If you are looking for a totally over the top, Hollywood nostalgia themed indoor Christmas extravaganza and can get past the fact that it is staged within a former church building, then have I got the place for you!

Castle Noel in Medina, Ohio is the brainchild and all-consuming passion of one Mark Klaus (real name). Mister Klaus bears an almost uncanny resemblance to Santa himself and he really, really loves Christmas.

He has turned the former Medina United Methodist Church and its adjacent buildings into what is nebulously billed as “America’s Largest Indoor Christmas Entertainment Attraction,” full of vintage toys, holiday window displays from New York department stores, and props and costumes from Hollywood Christmas movie sets.

The tagline would almost be comical, if it weren’t so appropriate. Because Castle Noel is kind of a museum, but also kind of an amusement park (if you count the giant slide down “Santa Claus Mountain” and the walk through the polar vortex and the squeeze through the simulated chimney.) And starting in January of 2015, it will also feature a miniature golf course.

I don’t want to give too much away, but inside Castle Noel you can see cousin Eddy’s RV from National Lampoon’s Christmas Vacation, Will Ferrell’s Elf costume, and Tim Allen’s head.

This Year's Christmas card. Better with red eye!
Totally Unedited
Will Farrell's Elf costume.
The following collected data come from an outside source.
PR #6205, opened 2024-11-13
Fix the SAML logout support in authentication delegation

leleuj:
Here is my use case: I have two CAS servers, the first one delegates the authentication to the second one acting as a SAML IdP. The first CAS server is defined by a SAML service with `logoutType`: `FRONT_CHANNEL` in the second one.

A logout is made on the second CAS server which propagates to the first one.
Two problems happen here:

1) in case of an IFRAME SLO support (`cas.slo.logout-propagation-type: IFRAME`), the logout URL built is: `http://localhost:8080/cas/login?client_name=Client1?logoutRequest=%3C%3Fxml+versi...` There are two question marks. It is fixed in this PR by changing the `CasThymeleafTemplatesDirector` and the `casPropagateLogoutView.html`.

2) The logout call is made using `GET` while currently, only `POST` is supported. It is fixed in this PR by changing the `DelegatedSaml2ClientLogoutAction.java`.

I have added unit tests, but no Puppeteer test as it would require to start two CAS servers.


mmoayyed:
Thank you.

The puppeteer setup allows one to run many CAS servers in parallel. Look for the ""instances": 2," property in the script.json files and you'll find examples. I am not sure it makes sense in this case; just wanted to point that out it's possible.

leleuj:
I didn't know about the "instances" option. I see that they can have different configurations as well. That's great!

I will try to setup something to demonstrate the scenario. It would make the fix more obvious.

support/cas-server-support-thymeleaf-core/src/main/java/org/apereo/cas/services/web/CasThymeleafTemplatesDirector.java
```diff
@@ -33,6 +33,20 @@ public String getUrlExternalForm(final URL url) {
...
+     * @param url the URL
+     * @return the supplemented URL external form
+     */
+    public String getSupplementedUrlExternalForm(final URL url) {
+        val externalForm = url.toExternalForm();
+        if (externalForm.contains("?")) {
+            return externalForm + "&";
+        }
+        return externalForm + "?";
+    }
```
mmoayyed, line 48: I would suggest that you modify the original function to handle this scenario, instead of a new one.

Also, this check `if (externalForm.contains("?")) {` is slightly strange. Would it make sense to see if the URL just ends with a `?` ?

leleuj: In fact, the original function is already used in the `casPropagateLogoutView.html` to send the logout as an AJAX call:

```javascript
    $.ajax({
        url: [[${@casThymeleafTemplatesDirector.getUrlExternalForm(entry.key.logoutUrl)}]],
        dataType: 'jsonp',
        async: true,
        contentType: [[${entry.value.contentType}]]
        , data: [[${entry.value.message}]]
```

In that case, the additionnal `?` or `&` is not necessary as the message is not sent in the request URL.

Though, I can supplement the original function and not create a new one.

About the test, it really is a `contains` and not only a `endsWith` as the logout URL can be for example: `http://localhost:8080/cas/login?client_name=XXX`.

leleuj:
@mmoayyed I struggled a bit in configuration, but I managed to add a Puppeteer test to confirm the fix.

This is quite simple: localhost:8443 is the SAML server and localhost:8444 is the client.

I call localhost:8444/login, delegates to localhost:8443/login and log in.
Then, I call localhost:8443/logout and then localhost:8444/login to ensure I have been actually logged out.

Really not that impressive without Will Farrel filling it out.
The Elf costume. Not that impressive without Will Ferrell to fill it out.
Tim Allen's Head
Tim Allen’s Head

I really liked the animated window displays from Bloomingdales, Macy’s, and Lord & Taylor, and though they were not as magical as I remembered holiday window displays being, I could see, watching my own kids take them in, that they are still amazing through the eyes of a child.

Moulin Rouge Window Display
Moulin Rouge Window Display

But I think my favorite part of the whole deal was the “restoration room,” where piles of old costumes and movie props await their turn to shine.

Restoration Area Doll

Restoration Area Headless
Something very bad happened to this elf.


 Headless bodies and bodiless heads seem to be a recurring theme at Castle Noel.

Even though I just recently dismounted from my “Christmas can be secular” soapbox, I will say that it felt a little weird to walk through the displays that are in what obviously used to be the chapel and main sanctuary. Just something a bit unsettling about sitting in a church pew watching clips of vintage Hollywood Christmas specials while fake snow sprays from overhead nozzles. Or, for that matter, about sliding down Santa Claus Mountain with a view of a stained glass window that has been covered over with glitter paper in shades of Whoville pink and green.

If you live in Northeast Ohio and decide to go to Castle Noel, I recommend making an advance reservation for a guided tour slot through their website. Castle Noel is, after all, “America’s Largest Indoor Christmas Entertainment Attraction.”

Christmas Mountain Santa Photo Op and Slide
You can slide down Santa Claus Mountain just like Ralphie in the Christmas Story! I think this is where the pulpit used to be.